→ **ACTIVITY**: Every entry should be transcribed word for word, so that nothing is missing.

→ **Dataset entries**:

*-*-*

PR #929, opened 2026-09-02
Add a new NV CUDA Offload "nvhpc-offload-nvgpu-x86_64-linux" builder.

vvereschaka:
NVIDIA GPU Offload builder (flang/openmp) on Linux/x86-64 build host.

PR #934, opened 2026-09-05
The builder configuration adjustment for 'nvhpc-offload-nvgpu-x86_64-linux'.

vvereschaka:
Explicitly specify the lists of the enabled projects (`enable_projects`) and the enabled runtimes (`enable_runtimes`) for the builder. We should not use `auto` for them as we use the `depends_on_projects` parameter to pass all dependencies for all stages.

Ref: #929


vvereschaka:
@gkistanova @ivanradanov @vzakhari JFR/FYI

vvereschaka:
Just in case
https://lab.llvm.org/staging/#/builders/239 on staging, to check the status.

PR #939, opened 2026-09-10
[Arm] Do not use lld to link the bulk of things on armv8-lld-2stage

DavidSpickett:
Since the clang unit tests were combined into a single binary, we are hitting RAM limits on this 32-bit bot
(https://github.com/llvm/llvm-project/issues/172659).

We could mess about with options but that's going to take a lot of time to prove, and unlikely to work if we are simply out of RAM. What I do know is that we have armv7 (32-bit) bots building and testing clang just fine with the system ld.

So we're going to use that as the main linker instead. lld will be built and tested and used to link llvm-test-suite programs.


DavidSpickett:
@vrukesh fyi

DavidSpickett:
Since this is our bot (will be once Linaro switches theirs off), and it's already running on silent, I'm going to merge this now without approval.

*-*-*

→ **FINISHED TASK**:
PR #929, opened 2026-09-02
Add a new NV CUDA Offload "nvhpc-offload-nvgpu-x86_64-linux" builder.

vvereschaka:
NVIDIA GPU Offload builder (flang/openmp) on Linux/x86-64 build host.

PR #934, opened 2026-09-05
The builder configuration adjustment for 'nvhpc-offload-nvgpu-x86_64-linux'.

vvereschaka:
Explicitly specify the lists of the enabled projects (`enable_projects`) and the enabled runtimes (`enable_runtimes`) for the builder. We should not use `auto` for them as we use the `depends_on_projects` parameter to pass all dependencies for all stages.

Ref: #929


vvereschaka:
@gkistanova @ivanradanov @vzakhari JFR/FYI

vvereschaka:
Just in case
https://lab.llvm.org/staging/#/builders/239 on staging, to check the status.

PR #939, opened 2026-09-10
[Arm] Do not use lld to link the bulk of things on armv8-lld-2stage

DavidSpickett:
Since the clang unit tests were combined into a single binary, we are hitting RAM limits on this 32-bit bot
(https://github.com/llvm/llvm-project/issues/172659).

We could mess about with options but that's going to take a lot of time to prove, and unlikely to work if we are simply out of RAM. What I do know is that we have armv7 (32-bit) bots building and testing clang just fine with the system ld.

So we're going to use that as the main linker instead. lld will be built and tested and used to link llvm-test-suite programs.


DavidSpickett:
@vrukesh fyi

DavidSpickett:
Since this is our bot (will be once Linaro switches theirs off), and it's already running on silent, I'm going to merge this now without approval.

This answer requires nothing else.